▶ **DATA SHOWN**

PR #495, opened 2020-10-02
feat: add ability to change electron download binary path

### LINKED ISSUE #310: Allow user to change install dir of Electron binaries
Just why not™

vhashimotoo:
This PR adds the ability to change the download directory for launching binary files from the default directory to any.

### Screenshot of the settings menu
---
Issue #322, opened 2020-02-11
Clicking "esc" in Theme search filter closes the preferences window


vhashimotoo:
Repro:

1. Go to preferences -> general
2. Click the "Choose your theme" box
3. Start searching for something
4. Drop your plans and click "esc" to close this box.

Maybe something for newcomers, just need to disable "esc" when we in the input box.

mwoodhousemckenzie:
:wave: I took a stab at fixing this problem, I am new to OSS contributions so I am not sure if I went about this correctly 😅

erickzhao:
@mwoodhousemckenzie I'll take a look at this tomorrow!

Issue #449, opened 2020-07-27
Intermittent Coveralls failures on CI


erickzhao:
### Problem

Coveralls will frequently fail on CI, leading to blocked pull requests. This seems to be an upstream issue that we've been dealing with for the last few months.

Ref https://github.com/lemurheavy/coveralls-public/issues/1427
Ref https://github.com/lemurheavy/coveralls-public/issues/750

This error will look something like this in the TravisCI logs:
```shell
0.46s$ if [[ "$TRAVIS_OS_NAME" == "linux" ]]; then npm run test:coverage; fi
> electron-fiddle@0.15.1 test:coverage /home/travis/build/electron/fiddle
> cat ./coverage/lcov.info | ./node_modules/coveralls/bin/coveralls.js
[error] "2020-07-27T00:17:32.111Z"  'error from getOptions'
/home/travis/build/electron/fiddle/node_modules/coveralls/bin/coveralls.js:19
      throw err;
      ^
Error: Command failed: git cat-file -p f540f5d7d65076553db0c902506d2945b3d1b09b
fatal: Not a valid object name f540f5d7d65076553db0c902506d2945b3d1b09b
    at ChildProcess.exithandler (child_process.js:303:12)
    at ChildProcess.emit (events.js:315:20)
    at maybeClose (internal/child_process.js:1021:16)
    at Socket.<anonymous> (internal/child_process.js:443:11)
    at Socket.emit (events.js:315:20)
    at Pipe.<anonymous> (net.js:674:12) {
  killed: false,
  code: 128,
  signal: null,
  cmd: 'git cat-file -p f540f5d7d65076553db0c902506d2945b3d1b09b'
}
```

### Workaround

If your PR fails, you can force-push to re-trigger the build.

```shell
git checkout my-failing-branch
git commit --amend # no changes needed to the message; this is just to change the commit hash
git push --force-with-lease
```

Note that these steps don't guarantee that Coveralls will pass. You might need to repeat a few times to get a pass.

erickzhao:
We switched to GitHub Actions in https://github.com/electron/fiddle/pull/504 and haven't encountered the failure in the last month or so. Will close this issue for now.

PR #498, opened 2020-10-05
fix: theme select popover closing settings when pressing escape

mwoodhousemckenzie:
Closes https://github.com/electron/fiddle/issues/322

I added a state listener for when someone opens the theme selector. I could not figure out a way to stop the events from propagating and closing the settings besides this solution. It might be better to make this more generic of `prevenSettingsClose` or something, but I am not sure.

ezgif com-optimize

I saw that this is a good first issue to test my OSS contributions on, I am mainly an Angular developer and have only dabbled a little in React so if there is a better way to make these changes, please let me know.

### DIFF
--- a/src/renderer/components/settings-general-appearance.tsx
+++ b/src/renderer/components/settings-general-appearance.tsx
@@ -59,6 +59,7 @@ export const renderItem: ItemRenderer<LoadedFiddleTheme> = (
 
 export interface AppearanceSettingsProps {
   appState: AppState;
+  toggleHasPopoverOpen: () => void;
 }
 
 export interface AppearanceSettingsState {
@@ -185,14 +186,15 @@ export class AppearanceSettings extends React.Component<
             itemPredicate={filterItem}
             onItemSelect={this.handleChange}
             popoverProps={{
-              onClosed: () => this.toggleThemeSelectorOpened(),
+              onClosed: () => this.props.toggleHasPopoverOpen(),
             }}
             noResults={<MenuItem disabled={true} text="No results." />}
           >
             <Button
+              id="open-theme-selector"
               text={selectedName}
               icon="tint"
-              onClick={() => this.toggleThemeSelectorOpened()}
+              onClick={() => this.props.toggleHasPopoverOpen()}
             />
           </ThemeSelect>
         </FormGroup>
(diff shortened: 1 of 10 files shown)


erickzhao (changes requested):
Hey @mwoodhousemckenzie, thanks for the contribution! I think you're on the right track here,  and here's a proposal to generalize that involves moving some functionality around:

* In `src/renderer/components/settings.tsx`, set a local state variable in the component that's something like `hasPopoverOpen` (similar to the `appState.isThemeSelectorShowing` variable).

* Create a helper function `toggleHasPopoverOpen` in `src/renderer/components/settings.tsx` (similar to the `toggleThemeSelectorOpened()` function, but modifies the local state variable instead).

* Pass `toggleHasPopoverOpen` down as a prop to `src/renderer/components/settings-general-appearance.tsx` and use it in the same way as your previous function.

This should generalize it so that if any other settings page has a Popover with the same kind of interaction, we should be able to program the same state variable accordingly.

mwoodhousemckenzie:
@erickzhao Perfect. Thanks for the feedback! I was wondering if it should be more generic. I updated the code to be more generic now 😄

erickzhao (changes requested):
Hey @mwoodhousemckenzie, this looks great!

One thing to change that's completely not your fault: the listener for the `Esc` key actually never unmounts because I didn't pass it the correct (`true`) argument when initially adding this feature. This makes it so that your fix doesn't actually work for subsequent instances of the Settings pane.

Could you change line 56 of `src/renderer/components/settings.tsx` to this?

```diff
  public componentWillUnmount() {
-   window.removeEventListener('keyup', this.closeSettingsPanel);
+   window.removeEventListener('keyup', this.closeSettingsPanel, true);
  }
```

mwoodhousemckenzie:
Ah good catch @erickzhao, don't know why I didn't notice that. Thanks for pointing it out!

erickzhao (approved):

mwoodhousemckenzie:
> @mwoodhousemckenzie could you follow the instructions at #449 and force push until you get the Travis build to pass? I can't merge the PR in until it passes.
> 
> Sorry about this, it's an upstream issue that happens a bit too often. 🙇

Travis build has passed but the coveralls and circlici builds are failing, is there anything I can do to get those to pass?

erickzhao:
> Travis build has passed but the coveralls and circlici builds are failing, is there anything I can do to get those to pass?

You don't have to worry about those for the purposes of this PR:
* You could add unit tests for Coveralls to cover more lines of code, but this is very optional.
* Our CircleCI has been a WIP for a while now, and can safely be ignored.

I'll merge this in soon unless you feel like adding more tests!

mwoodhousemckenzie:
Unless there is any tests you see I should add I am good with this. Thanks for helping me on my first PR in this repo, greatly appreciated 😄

▶ **TASK INSTRUCTIONS**
Give again exactly, and only, the lines above starting at the one with "PR #495, opened 2020-10-02" and ending at the one with "### Screenshot of the settings menu".

▶ **REPLY**
PR #495, opened 2020-10-02
feat: add ability to change electron download binary path

### LINKED ISSUE #310: Allow user to change install dir of Electron binaries
Just why not™

vhashimotoo:
This PR adds the ability to change the download directory for launching binary files from the default directory to any.

### Screenshot of the settings menu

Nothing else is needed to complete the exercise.